PR #798, opened 2024-01-18
feat: add endpoint to check for deleted spaces

### LINKED ISSUE #796: feat: add new api endpoint to check for deleted spaces
## Goal

Add a new POST `/api/delete-spaces` endpoint, which accept a list of ENS names `['a.eth', 'b.eth']`, and return a JSON list of deleted spaces like `['a.eth']`, or just `[]` if none of the input are deleted spaces

This additional endpoint will avoid having to burden the graphql queries, which does not handle deleted spaces by default.

## Why 

UI does not have a way to check for deleted spaces.
Having that list will allow UI to show filter deleted spaces from the 'Create space' form, and avoid having user completing all the space creation steps, until to get the error "Space deleted, please contact admin" at the end of creation process.

This will lighten the support, which is today getting at least one ticket per week about this error.

See https://github.com/snapshot-labs/snapshot/issues/4516 for UI proposed implementation

wa0x6e:
Fixes #796 and needed by https://github.com/snapshot-labs/snapshot/issues/4516

The GET /spaces/ID endpoint can now returns deleted spaces

Test with

```bash
curl http://localhost:3000/api/spaces/TEST-ID
```

Should return the space settings (if found), with a `deleted` property

### DIFF
--- a/src/api.ts
+++ b/src/api.ts
@@ -42,14 +42,14 @@ router.get('/spaces/:key', async (req, res) => {
 
 router.post('/deleted-spaces', async (req, res) => {
   const { spaces } = req.body;
-  const id = (Array.isArray(spaces) ? spaces : [spaces])
+  const ids = (Array.isArray(spaces) ? spaces : [spaces])
     .map(i => i?.toString())
-    .filter(a => a);
+    .filter(i => i);
 
   try {
     return res.json(
-      id.length > 0
-        ? (await getDeletedSpaces(id)).map((s: { id: string }) => s.id)
+      ids.length > 0
+        ? (await getDeletedSpaces(ids)).map((s: { id: string }) => s.id)
         : []
     );
   } catch (e: any) {
--- a/src/api.ts
+++ b/src/api.ts
@@ -1,6 +1,6 @@
 import express from 'express';
 import { capture } from '@snapshot-labs/snapshot-sentry';
-import { getSpace } from './helpers/spaces';
+import { getSpace, getDeletedSpaces } from './helpers/spaces';
 import { name, version } from '../package.json';
 import { sendError } from './helpers/utils';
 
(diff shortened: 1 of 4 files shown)


src/helpers/spaces.ts
```diff
@@ -197,6 +197,16 @@ export async function getSpace(id: string) {
...
 
+export async function getDeletedSpaces(id: string[]) {
+  const query = `
+    SELECT id
+    FROM spaces
+    WHERE deleted = 1 AND id IN (?)
+    `;
+
+  return await db.queryAsync(query, [id]);
+}
```
ChaituVR, line 208: `id` is array? better to make it `ids`

src/api.ts
```diff
@@ -40,6 +40,24 @@ router.get('/spaces/:key', async (req, res) => {
...
+    return res.json(
+      id.length > 0
+        ? (await getDeletedSpaces(id)).map((s: { id: string }) => s.id)
+        : []
+    );
+  } catch (e: any) {
+    capture(e);
+    return sendError(res, 'server_error', 500);
+  }
+});
```
ChaituVR, line 59: Maybe we can make it a `get` call for now?

ChaituVR (changes requested):

src/api.ts
wa0x6e: GET call with a body ?

ChaituVR: No i mean, a endpoint that can return all deleted spaces, i feel like these spaces will be limited in number, right now there are 600 spaces, but looks like we want to check one space at a time so maybe we can use the route https://hub.snapshot.org/api/spaces/thanku.eth ? and return `deleted` property if spaces is deleted

wa0x6e: The endpoint accept a list spaces, so if user have a lot of ENS in his wallet, we can check all ENS in the same request

wa0x6e:
One another solution is to use the exisring `/api/spaces/SPACE_NAME` to return deleted space, with a `deleted:1` property

ChaituVR:
> One another solution is to use the exisring `/api/spaces/SPACE_NAME` to return deleted space, with a `deleted:1` property

I think that'd be the best solution 👍

wa0x6e:
> > One another solution is to use the exisring `/api/spaces/SPACE_NAME` to return deleted space, with a `deleted:1` property
> 
> I think that'd be the best solution 👍

What’s the current usage of this endpoint? Will that break something if it start returning deleted spaces ?

ChaituVR:
> What’s the current usage of this endpoint? Will that break something if it start returning deleted spaces ?

We mostly use it for dev-related purposes to verify space settings, should not break anything

wa0x6e:
> > What’s the current usage of this endpoint? Will that break something if it start returning deleted spaces ?
> 
> We mostly use it for dev-related purposes to verify space settings, should not break anything

Implemented

ChaituVR (approved):
tAck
────
**WHAT IS REQUIRED:**
Copy out only the lines of the records above from the one with "Add a new POST" through the one with "This will lighten", exactly as they stand, both included.

**SOLUTION TO THIS EXERCISE:**
Add a new POST `/api/delete-spaces` endpoint, which accept a list of ENS names `['a.eth', 'b.eth']`, and return a JSON list of deleted spaces like `['a.eth']`, or just `[]` if none of the input are deleted spaces

This additional endpoint will avoid having to burden the graphql queries, which does not handle deleted spaces by default.

## Why 

UI does not have a way to check for deleted spaces.
Having that list will allow UI to show filter deleted spaces from the 'Create space' form, and avoid having user completing all the space creation steps, until to get the error "Space deleted, please contact admin" at the end of creation process.

This will lighten the support, which is today getting at least one ticket per week about this error.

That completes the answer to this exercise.